PR #2271, opened 2026-08-21
Add fetch metadata module

sdelamo:
https://web.dev/articles/fetch-metadata#enforcing_a_resource_isolation_policy


security-fetch-metadata/src/main/java/io/micronaut/security/fetchmetadata/rules/CrossOriginFetchMetadataRule.java
```diff
@@ -0,0 +1,94 @@
...
+        return !allowedOrigins.isEmpty() &&
+            ((configuration.getAllowedOriginsRegex().isEmpty() &&
+                Objects.equals(allowedOrigins, CorsOriginConfiguration.ANY)) ||
+                allowedOrigins.contains(origin));
+    }
+
+    static boolean matchesMethod(CorsOriginConfiguration configuration, HttpMethod method) {
+        List<HttpMethod> allowedMethods = configuration.getAllowedMethods();
+        return Objects.equals(allowedMethods, CorsOriginConfiguration.ANY_METHOD) ||
+            allowedMethods.contains(method);
```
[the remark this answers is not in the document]
sdelamo: this should be addressed via https://github.com/micronaut-projects/micronaut-security/pull/2271/commits/6174fbd0bcf5785b86d8ea5f7544ed1a9cc770b4

security-fetch-metadata/src/main/java/io/micronaut/security/fetchmetadata/rules/FetchMetadataRulesConfiguration.java
```diff
@@ -0,0 +1,68 @@
...
+     * Enabled by default.
+     *
+     * @return whether same-origin requests are allowed
+     */
+    boolean isAllowSameOrigin();
+
+    /**
+     * Whether requests from another origin on the same site are allowed.
+     * Applications should enable this only when every same-site origin is trusted.
+     * Disabled by default.
```
yawkat: Add a note that even when disabled, such requests are allowed if there is matching cross-origin config.

sdelamo: I changed the javadoc https://github.com/micronaut-projects/micronaut-security/pull/2271/commits/2d1abb2b9b23d9ae7afdce14473952ee84ee8946

security-fetch-metadata/src/main/java/io/micronaut/security/fetchmetadata/rules/NoFetchMetadataRule.java
```diff
@@ -0,0 +1,51 @@
...
+@Internal
+final class NoFetchMetadataRule implements HttpRequestFetchMetadataRule {
+    @Override
+    public int getOrder() {
+        return FetchMetadataRuleOrder.NO_FETCH_METADATA;
+    }
+
+    @Override
+    public FetchMetadataRuleResult check(HttpRequest<?> request, @Nullable SecFetch secFetch) {
+        if (secFetch == null) {
```
dstepanov: **Fail-open on unrecognized values, not just absent ones.**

--------------------------------

» ABOUT THIS TASK
Could you set down each entry above word for word?

» RESPONSE TO THE EXERCISE
PR #2271, opened 2026-08-21
Add fetch metadata module

sdelamo:
https://web.dev/articles/fetch-metadata#enforcing_a_resource_isolation_policy


security-fetch-metadata/src/main/java/io/micronaut/security/fetchmetadata/rules/CrossOriginFetchMetadataRule.java
```diff
@@ -0,0 +1,94 @@
...
+        return !allowedOrigins.isEmpty() &&
+            ((configuration.getAllowedOriginsRegex().isEmpty() &&
+                Objects.equals(allowedOrigins, CorsOriginConfiguration.ANY)) ||
+                allowedOrigins.contains(origin));
+    }
+
+    static boolean matchesMethod(CorsOriginConfiguration configuration, HttpMethod method) {
+        List<HttpMethod> allowedMethods = configuration.getAllowedMethods();
+        return Objects.equals(allowedMethods, CorsOriginConfiguration.ANY_METHOD) ||
+            allowedMethods.contains(method);
```
[the remark this answers is not in the document]
sdelamo: this should be addressed via https://github.com/micronaut-projects/micronaut-security/pull/2271/commits/6174fbd0bcf5785b86d8ea5f7544ed1a9cc770b4

security-fetch-metadata/src/main/java/io/micronaut/security/fetchmetadata/rules/FetchMetadataRulesConfiguration.java
```diff
@@ -0,0 +1,68 @@
...
+     * Enabled by default.
+     *
+     * @return whether same-origin requests are allowed
+     */
+    boolean isAllowSameOrigin();
+
+    /**
+     * Whether requests from another origin on the same site are allowed.
+     * Applications should enable this only when every same-site origin is trusted.
+     * Disabled by default.
```
yawkat: Add a note that even when disabled, such requests are allowed if there is matching cross-origin config.

sdelamo: I changed the javadoc https://github.com/micronaut-projects/micronaut-security/pull/2271/commits/2d1abb2b9b23d9ae7afdce14473952ee84ee8946

security-fetch-metadata/src/main/java/io/micronaut/security/fetchmetadata/rules/NoFetchMetadataRule.java
```diff
@@ -0,0 +1,51 @@
...
+@Internal
+final class NoFetchMetadataRule implements HttpRequestFetchMetadataRule {
+    @Override
+    public int getOrder() {
+        return FetchMetadataRuleOrder.NO_FETCH_METADATA;
+    }
+
+    @Override
+    public FetchMetadataRuleResult check(HttpRequest<?> request, @Nullable SecFetch secFetch) {
+        if (secFetch == null) {
```
dstepanov: **Fail-open on unrecognized values, not just absent ones.**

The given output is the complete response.